European food consumption driving tropical deforestation

A new report by FernProtecting Forests, Respecting Rights – synthesises eleven previous reports assessing the impact of EU policies on forests and people and calls for further-reaching EU action on deforestation and forest degradation.

Over the past two decades, the European Union has been the world’s largest driver of tropical deforestation – primarily because of the food we eat but also because of biofuels and biomass we use for heat and power. Many of the foods sold in our supermarkets contain soy, beef, palm oil, sugar, cocoa and other produce illegally produced on previously forested lands in countries such as Brazil and Indonesia.  As such, in 20 years, European market demand has caused the deforestation of an area of the tropics the size of Portugal.

In 2008 the EU pledged, as part of its climate change policy, to halve tropical deforestation by 2020 and eliminate it by 2030. How will the EU’s zero deforestation goal be achieved?

The traditional method is conservation: The EU has been offering communities in developing countries rewards for protecting their forests, most recently through the mechanism known as Reducing Emissions from Deforestation and Forest Degradation (REDD), which gives forest protectors cash compensation equivalent to the amount of carbon they keep out of the atmosphere.

But even with high carbon prices, forestland will still usually be more valuable when converted to farmland for growing crops like palm oil and soy than when protected for its carbon, and local communities often end up not being sufficiently supported through the EU’s conservation schemes.

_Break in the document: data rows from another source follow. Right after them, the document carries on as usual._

PR #268, opened 2023-07-02
More ExportSVG features:

jrmobley:
Wires are output as a single path element.
Support for fill color.
Support of RGB colors.
Beginnings of unit tests.

See https://github.com/gumyr/build123d/discussions/260

### DIFF
--- a/src/build123d/exporters.py
+++ b/src/build123d/exporters.py
@@ -3,6 +3,8 @@
 
 from build123d import *
 from build123d import Shape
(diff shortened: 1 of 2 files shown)


gumyr:
Thank you!  I know a lot of work has gone into this and it will be a great improvement to the existing SVG/DXG exporters.

gumyr:
Project coverage just went up 5.58% - woo hoo

Issue #272, opened 2023-07-05
Attempting to use zero as a value for Color red/green/blue results in one instead


voneiden:
Doing something like

```python
color = Color(red=0, green=0, blue=0)
```
will actually result in a `Color(1, 1, 1)` due to the way the code checks kwargs:

https://github.com/gumyr/build123d/blob/dev/src/build123d/geometry.py#L807

0 will cause the if to be skipped so the default of 1 is used instead.

Will submit a PR to address this shortly.

gumyr:
Closed with cdfeb7e3b65cb679a9c31920105ced25c127350d

Thanks

PR #273, opened 2023-07-05
Fix Color not handling kwargs with a value of zero

voneiden:
Ref #272


gumyr:
Thank you!  A difficult bug to find.

PR #274, opened 2023-07-05
Make build123d default planes match OCP CAD Viewer

jdegenstein:
Make the default planes in build123d match the behavior of OCP CAD Viewer and many other CAD software. In CQ-editor the "front" plane is the only one that is currently different (although may modify in my fork).


gumyr:
Thanks for fixing this!

jdegenstein:
You are very welcome, happy to help where I can

PR #310, opened 2023-08-31
add new mass constants to __init__.py

jdegenstein:
This should allow the mass constants to be automatically available from an import.


jdegenstein:
That worked, thank you! 
image

PR #313, opened 2023-09-06
Add dependencies for Apple Silicon

johnlamb:
Two extra adds to make installation work for Apple silicon, need to manually install py_lib3mf from GitHub repo and pip install python_utils.


gumyr:
Thank you! I think we'll all be happy when this custom install business gets resolved.

PR #316, opened 2023-09-10
Update key_concepts_algebra.rst fix a whitespace

42sol-eu:
only one whitespace to fix display in algebra key features


gumyr:
Thanks!

Issue #271, opened 2023-07-05
Upgrade OCP to 7.7.1.0


gumyr:
See https://github.com/CadQuery/OCP

jdegenstein:
I believe this issue can now be closed (one fewer issue for release 1.0.0)!

gumyr:
Complete

PR #325, opened 2023-09-20
Upgrade OCP to 7.7.1

jdegenstein:
As per issue #271 I tested on Win with conda/python=3.10 and it worked as expected

Only outstanding issue is that OCP-stubs are still on version = 7.7.0 (no release for 7.7.1 yet). I did not see OCP-stubs being used anywhere, but I could be wrong.


gumyr:
Thanks.  I don't think there was a change in the OCP API so maybe that's why there was no update of the stubs.

PR #331, opened 2023-09-25
Fix doc links to drafting objects and add to cheat sheet

jdegenstein:
links were to e.g. `objects_sketch.Arrow` instead of `drafting.Arrow`


gumyr:
Thanks.  I moved the code around a bit and didn't update everything.

PR #337, opened 2023-10-04
Fix property classmethods

Ruudjhuu:
Class methods wrapping other descriptors is deprecated in python 3.11. [docs classmethod](https://docs.python.org/3.11/library/functions.html#classmethod). I changed the few occurrences where this construction is used.

Mypy is also not able to check the call type in python < 3.11; https://github.com/python/mypy/issues/11619. Which results in always having a mypy error if one of these properties is used. 

I did also include some small changes to the ignore file:
* custom python enviroments were not ignored
* ignore vscode ide settings.
* The tests also generated a .3mf file which was not yet ignored.

### DIFF
--- a/.gitignore
+++ b/.gitignore
@@ -25,3 +25,12 @@ docs/_build/
 #mypy cache
 .mypy_cache
 build
+
+# Environments
+.env
+.venv
+env/
+venv/
+ENV/
+env.bak/
+venv.bak/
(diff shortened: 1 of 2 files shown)


gumyr:
Thank you!  The problem with @classmethod/@property for the Plane and Axis classes is longstanding - I'm happy to have this fixed.

PR #340, opened 2023-10-09
Add angle parameter to chamfer

### LINKED ISSUE #339: Add ability to chamfer by angle
Sometimes asymmetric chamfers are specified by an angle and the length of one side, rather than the lengths of both sides.

Example:

image

Rather than the user having to calculate the length of the second side, chamfer should accept an angle parameter and calculate the correct chamfer length.

Desired capability:
```
result = extrude(Circle(125/2), -175)
result = chamfer(result.edges().sort_by(Axis.Z).first, length=175-90, angle=35/2)
```

mayhem-64:
Fixes #339

### DIFF
--- a/src/build123d/operations_generic.py
+++ b/src/build123d/operations_generic.py
@@ -28,6 +28,7 @@ license:
 """
 import copy
 import logging
+from math import radians, tan
 from typing import Union, Iterable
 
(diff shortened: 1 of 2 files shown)


gumyr:
Thank you - this is a nice feature to have.

PR #345, opened 2023-10-12
add direction argument to chamfer.

Ruudjhuu:
When performing an asymmetrical chamfer on a 3d object, the implementation picks the first face it can find where the edge is part of and uses this as the direction of the first argument `length`. This issue results in inconstant chamfers in complex objects (usually on an object where conditionally the number of edges are altered).

I added a face argument to the chamfer functions. Now the users can control the direction of asymmetrical chamfers.

Let me know what you think.

### DIFF
--- a/src/build123d/operations_generic.py
+++ b/src/build123d/operations_generic.py
@@ -278,6 +278,8 @@ def chamfer(
         ValueError: no objects provided
         ValueError: objects must be Edges
         ValueError: objects must be Vertices
+        ValueError: Only one of length2 or angle should be provided
+        ValueError: Face can only be used in conjunction with length2 or angle
     """
     context: Builder = Builder._get_context("chamfer")
     if length2 and angle:
--- a/src/build123d/operations_generic.py
+++ b/src/build123d/operations_generic.py
@@ -258,6 +258,7 @@ def chamfer(
     length: float,
     length2: float = None,
     angle: float = None,
+    face: Face = None,
 ) -> Union[Sketch, Part]:
     """Generic Operation: chamfer
 
@@ -270,6 +271,8 @@ def chamfer(
         length (float): chamfer size
         length2 (float, optional): asymmetric chamfer size. Defaults to None.
         angle (float, optional): chamfer angle in degrees. Defaults to None.
+        face (Face): identifies the side where length is measured. The edge(s) must
+            be part of the face
 
     Raises:
         ValueError: no objects provided
@@ -283,6 +286,9 @@ def chamfer(
     if angle:
         length2 = length * tan(radians(angle))
 
+    if face and not (length2 or angle):
+        raise ValueError("Face can only be used in conjunction with length2 or angle")
+
     length2 = length if length2 is None else length2
 
     if (objects is None and context is None) or (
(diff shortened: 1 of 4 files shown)


jdegenstein:
Can you provide an example in which the behavior is unexpected? I am trying to understand if a simpler solution might be possible, e.g. a bool, `flip=True` (better name pending).

EDIT: Also, we are trying to keep test coverage above 95% before the 1.0 release, so tests that cover new functionality are greatly appreciated (if not mandatory at this point).

Ruudjhuu:
Of course,

This is a minimal example of the behavior I am talking about.

## Without changes
```python
from build123d import BuildPart, Box, fillet, Axis, chamfer, BasePartObject, Locations

def example(b_fillet: bool, b_chamfer: bool) -> BasePartObject:
    with BuildPart() as part:
        Box(20, 20, 20)

        if b_fillet:
            bottom_face = part.faces().sort_by(Axis.Z)[0]
            bottom_edge = bottom_face.edges().sort_by(Axis.Y)[0]
            fillet(objects=bottom_edge, radius=5)

        if b_chamfer:
            top_face = part.faces().sort_by(Axis.Z)[-1]
            top_edge = top_face.edges().sort_by(Axis.Y)[-1]
            chamfer(objects=top_edge, length=3, length2=10)

    return BasePartObject(part.part)


with BuildPart() as obj1:
    example(True, True)

with BuildPart() as obj2:
    with Locations((30, 0)):
        example(False, True)
```

Which results in:
image

## With Changes
```python
from build123d import BuildPart, Box, fillet, Axis, chamfer, BasePartObject, Locations

def example(b_fillet: bool, b_chamfer: bool) -> BasePartObject:
    with BuildPart() as part:
        Box(20, 20, 20)

        if b_fillet:
            bottom_face = part.faces().sort_by(Axis.Z)[0]
            bottom_edge = bottom_face.edges().sort_by(Axis.Y)[0]
            fillet(objects=bottom_edge, radius=5)

        if b_chamfer:
            top_face = part.faces().sort_by(Axis.Z)[-1]
            top_edge = top_face.edges().sort_by(Axis.Y)[-1]
            chamfer(objects=top_edge, length=3, length2=10, face=top_face)

    return BasePartObject(part.part)


with BuildPart() as obj1:
    example(True, True)

with BuildPart() as obj2:
    with Locations((30, 0)):
        example(False, True)
```

image


## Test
Regarding the tests, I'll add bad weather scenarios if you think there is need for this solution. When I do not know how to reproduce an exception, is it fine to ignore it with `# pragma: no cover` or just ignore it without skipping the line for measurements?

gumyr:
Thanks for such a thorough exploration of this problem.  

I like the idea of being able to control an asymmetric chamfer (I raised a CadQuery issue on this quite a long time ago). As @jdegenstein points out a flip (or something similar) parameter could be used; however, that approach isn't all that deterministic as directly specifying one of the Shapes as done here. One could use a selector to ensure the chamfer is correct independent of the internal workings of the OCP chamfer algorithms.

In `topology.py` there are several different chamfer methods:
- `Mixin3D.chamfer()`
- `Face.chamfer_2d()`, and
- `Wire.chamfer_2d()`.
in addition to the `chamfer` function/operation.

How about extending the improvement in this PR to 2d as well? In the `chamfer` function, the `face` parameter could be renamed to `reference` (or something like that) which could either be an `Edge` or `Face`.  The `Mixin3D` method would have a reference `Face` as you've done here, while the `Face` and `Wire` methods would have a reference `Edge`.

How does that sound?

gumyr:
Thank you!  This is a very nice enhancement to the chamfer functionality.

PR #543, opened 2021-11-18
Fix issue where error reporting wrong instanceof

### LINKED ISSUE #535: Can no longer check if an error is instance of AccessTokenError
### Description

Using the [instanceof](https://developer.mozilla.org/en-US/docs/Web/JavaScript/Reference/Operators/instanceof) operator against the `AccessTokenError` constructor always returns false, even if the object that is being tested is actually an instance of `AccessTokenError`.

This is an issue introduced by `nextjs-auth0` **v1.5.0**.

### Reproduction

With `nextjs-auth0` **v1.4.2** I'm able to check if an error occurred inside a NextJS API handler is an instance of `AccessTokenError` by doing so:

```jsx
import { getAccessToken } from '@auth0/nextjs-auth0';
import { AccessTokenError } from '@auth0/nextjs-auth0/dist/utils/errors';
import { ApiError } from 'src/lib/apiClient';

try {
	const tokenInfo = await getAccessToken(req, res);

        // ...

} catch (err: any) {

         // Re-throw an API error in a more convenient format
	throw new ApiError({

                 // Decide what status to return depending on the type of exception that was thrown
		status: err instanceof AccessTokenError ? 401 : 500,
		message: `Code: ${err?.code}, Message: ${err?.message}.`,
	});
}
```

With `nextjs-auth0` **v1.5.0**, I always get a 500 error because errors thrown by `getAccessToken` are always an instance of `Error`, instead `AccessTokenError`.

At least, this is the reason why our unit test on that API endpoint handler is currently failing.

### Environment

- **Library version: v1.5.0**
- **Platform: macOS Big Sur**
- **Languages: Node v14.15.4, TS 4.4.4 (target ES6)**
- **Other modules/plugins/libraries that might be involved: Jest 26.6.3**

adamjmcgrath:
### Description

Using the `instanceof` operator against the `AccessTokenError` constructor always returns false, even if the object that is being tested is actually an instance of `AccessTokenError`.

This is an issue introduced in nextjs-auth0 v1.5.0 by https://github.com/microsoft/TypeScript/issues/13965 when we downgraded the compilation target to `es5` to support IE11 in https://github.com/auth0/nextjs-auth0/commit/c248efe2488b9884d6ab4c88c12b00aa67fe99f7#diff-3ae20d611c1c7263a9c1bce0449291ebfea1c5d578b3fcdbb596353ad885db25R19

Using the workaround here https://github.com/Microsoft/TypeScript/wiki/Breaking-Changes#extending-built-ins-like-error-array-and-map-may-no-longer-work

### References

fixes #535 

### Testing

Set the target for jest to be the same as the main binary, so I could add a test case for this regression.
Using target `es5` on jest meant I had to add a couple of `ignore next`'s to resolve an issue in istanbul (see https://github.com/gotwarlost/istanbul/issues/690)

### Checklist

### DIFF
--- a/package.json
+++ b/package.json
@@ -149,13 +149,6 @@
       }
     },
     "preset": "ts-jest",
-    "globals": {
-      "ts-jest": {
-        "tsconfig": {
-          "target": "es6"
-        }
-      }
-    },
     "globalSetup": "./tests/global-setup.ts",
     "setupFilesAfterEnv": [
       "./tests/setup.ts"
--- a/src/utils/errors.ts
+++ b/src/utils/errors.ts
@@ -8,6 +8,7 @@ import { HttpError } from 'http-errors';
 export class AccessTokenError extends Error {
   public code: string;
 
+  /* istanbul ignore next */
   constructor(code: string, message: string) {
     super(message);
 
@@ -19,6 +20,7 @@ export class AccessTokenError extends Error {
 
     // Machine readable code.
     this.code = code;
+    Object.setPrototypeOf(this, AccessTokenError.prototype);
   }
 }
 
@@ -48,6 +50,7 @@ export class HandlerError extends Error {
   public status: number | undefined;
   public code: string | undefined;
 
+  /* istanbul ignore next */
   constructor(error: Error | AccessTokenError | HttpError) {
     super(htmlSafe(error.message));
 
@@ -60,5 +63,6 @@ export class HandlerError extends Error {
     if ('status' in error) {
       this.status = error.status;
     }
+    Object.setPrototypeOf(this, HandlerError.prototype);
   }
 }
--- a/tests/utils/errors.test.ts
+++ b/tests/utils/errors.test.ts
@@ -1,0 +1,8 @@
+import { AccessTokenError, HandlerError } from '../../src/utils/errors';
+
+describe('errors', () => {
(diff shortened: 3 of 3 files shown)


package.json
```diff
@@ -149,13 +149,6 @@
       }
     },
     "preset": "ts-jest",
-    "globals": {
```
adamjmcgrath, line 152: Using same target as project (`es5`) so I can have a regression test for this issue

src/utils/errors.ts
```diff
@@ -8,6 +8,7 @@ import { HttpError } from 'http-errors';
 export class AccessTokenError extends Error {
   public code: string;
 
+  /* istanbul ignore next */
```
adamjmcgrath, line 11: See https://github.com/gotwarlost/istanbul/issues/690

tests/utils/errors.test.ts
```diff
@@ -0,0 +1,8 @@
+import { AccessTokenError, HandlerError } from '../../src/utils/errors';
+
+describe('errors', () => {
+  test('should be instance of themselves', () => {
```
adamjmcgrath, line 4: Believe it or not, this test will fail in TS with `target: es5` without the `Object.setPrototypeOf(this, ThisError.prototype);` workaround

Widcket (approved):

PR #555, opened 2021-12-08
Fix tab character open redirect

cfbender:
### Description

Fixes an open redirect vulnerability via the `returnTo` parameter, via checking for whitespace characters.

Chrome based browsers (in my testing) will trim off the tab character for a redirect, as [defined in the URL parser spec](https://url.spec.whatwg.org/#concept-basic-url-parser). This leads to an open redirect through `returnTo` by setting it to something like `/%09/google.com`.

You can test this in chrome by executing the following in the console:

```javascript
window.location.href = '/\x09/google.com'
```

### Testing

Include `returnTo=/%09/google.com` in the login, it should fail with this change.

### Checklist

### DIFF
--- a/src/utils/url-helpers.ts
+++ b/src/utils/url-helpers.ts
@@ -8,7 +8,7 @@ export default function isSafeRedirect(url: string): boolean {
   }
 
   // Prevent open redirects using the //foo.com format (double forward slash).
-  if (/\/\//.test(url)) {
+  if (/\/\s*\//.test(url)) {
     return false;
   }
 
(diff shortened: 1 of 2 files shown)


adamjmcgrath:
Hi @cfbender  - thanks for raising this, much appreciated!

We're working on a slightly different fix for this right now, and will raise another PR shortly

In future, we kindly ask that you use the [Responsible Disclosure Program](https://auth0.com/responsible-disclosure-policy) to report security issues

cfbender:
@adamjmcgrath my mistake, thank you so much for pointing me toward that! I had no idea that was a thing. I will absolutely keep that in mind for this and other projects.

Thanks for your diligent response as well!

PR #557, opened 2021-12-14
Enforce configured host on user supplied returnTo

### LINKED ISSUE #545: When somewhere in the returnTo Url a absolute url found -> Exeption

adamjmcgrath:
### Description

This PR changes how the user supplied `returnTo` param from `/api/auth/login` is sanitized.

Instead of using a regexp like a block list to prevent URLs that aren't relative from being accepted, it converts the URL to absolute using the configured `redirect_uri` as a base. It then enforces that the absolute URL has the same origin as the configured `redirect_uri`. 

This will ensure that only valid URLs with the same origin as the configured `redirect_uri` (or `baseURL`) are accepted as `returnTo` URLs.

### References

Fixes #545 
See also #555 

### Testing

Tested using https://github.com/adamjmcgrath/open-redirect-finder


tests/utils/url-helpers.test.ts
```diff
@@ -1,25 +1,522 @@
...
+      ];
+
+      for (const payload of payloads) {
+        expect(toSafeRedirect(payload, safeBaseUrl) || safeBaseUrl.toString()).toMatch(/^http:\/\/www.example.com\//);
+      }
     });
 
-    test('should throw when non string provided', () => {
-      expect(isSafeRedirect.bind(null)).toThrow('Invalid url: undefined');
+    test('should throw for empty redirect', () => {
```
Widcket, line 518: Test says `should throw` but the assert is `.not.toThrow()`.

tests/utils/url-helpers.test.ts
```diff
@@ -1,25 +1,522 @@
...
+      expect(toSafeRedirect('/foo?someUrl=https://www.google.com', safeBaseUrl)).toEqual(
+        'http://www.example.com/foo?someUrl=https://www.google.com'
+      );
+      expect(toSafeRedirect('/foo', new URL('http://www.example.com:8888'))).toEqual('http://www.example.com:8888/foo');
     });
 
     test('should prevent open redirects', () => {
-      expect(isSafeRedirect('//google.com')).toEqual(false);
-      expect(isSafeRedirect('///google.com')).toEqual(false);
+      const payloads = [
```
Widcket, line 24: This is a rather large list of payloads. Could you extract it into a json file (wrapped in an object)?

tests/utils/url-helpers.test.ts
```diff
@@ -1,25 +1,522 @@
...
+        '///whitelisted.com@google.com/%2f%2e%2e',
+        '//whitelisted.com@google.com/%2f%2e%2e',
+        '//whitelisted.com+&@google.com#+@whitelisted.com/',
+        '//whitelisted.com@https:///Ⓛ𝐨𝗰�𝕝ⅆ𝓸ⓜₐℹⓃ｡Ｐⓦ/%2e%2e',
+        '//whitelisted.com@https:///google.com/%2e%2e',
+        '//whitelisted.com+&@Ⓛ𝐨𝗰�𝕝ⅆ𝓸ⓜₐℹⓃ｡Ｐⓦ#+@whitelisted.com/'
+      ];
+
+      for (const payload of payloads) {
+        expect(toSafeRedirect(payload, safeBaseUrl) || safeBaseUrl.toString()).toMatch(/^http:\/\/www.example.com\//);
```
Widcket, line 514: Shouldn't this be asserting that the outcome of calling `toSafeRedirect` is `undefined`?

Widcket (changes requested):
The implementation looks good, just there are some improvement opportunities in the tests.

tests/utils/url-helpers.test.ts
adamjmcgrath: Good catch

Widcket (approved):

PR #564, opened 2021-12-21
Include message body in 302 responses

michielvangendt:
### Description
The 302 responses from the auth API do not contain a message body. This is in conflict with the RFCs below and causes Traefik (a reverse proxy) to invalidate the responses. In this pull request, I add a response body to the 302 responses.

### References
- My previous PR, sorry for not following up on this! https://github.com/auth0/nextjs-auth0/pull/399
- https://datatracker.ietf.org/doc/html/rfc7230#section-3.3

> All 1xx (Informational), 204 (No Content), and 304 (Not Modified) responses must not include a message-body. All other responses do include a message-body, although the body may be of zero length.

- https://datatracker.ietf.org/doc/html/rfc7231#section-6.4.3

> The server's response payload usually contains a short hypertext note with a hyperlink to the different URI(s).

- Similar fix in Next.js: https://github.com/vercel/next.js/pull/25257
- Similar fix in Next.js: https://github.com/vercel/next.js/pull/31886

### DIFF
--- a/src/auth0-session/handlers/callback.ts
+++ b/src/auth0-session/handlers/callback.ts
@@ -6,6 +6,7 @@ import { ClientFactory } from '../client';
 import TransientStore from '../transient-store';
 import { decodeState } from '../hooks/get-login-state';
 import { SessionCache } from '../session-cache';
+import { htmlSafe } from '../../utils/errors';
 
 function getRedirectUri(config: Config): string {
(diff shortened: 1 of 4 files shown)


adamjmcgrath (approved):
Thanks @michielvangendt

adamjmcgrath:
Will put up a release after the holidays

More holistic and far-reaching strategies are needed, Fern argues.

Many governments in the tropics have been taking steps to curb illegality and deforestation, but this would be an easier task if illegally grown commodities were not freely sold on international markets.

Fern recommends three strategies for Europe to eliminate its role in deforestation: to reduce consumption, including reducing food waste; to address how we produce what we consume through e.g. reforming trade tariffs and public procurement policies, regulating European corporations and investors and banning illegally produced commodities; and to strengthen positive developments on land rights and food sovereignty through its aid policies and trade relations.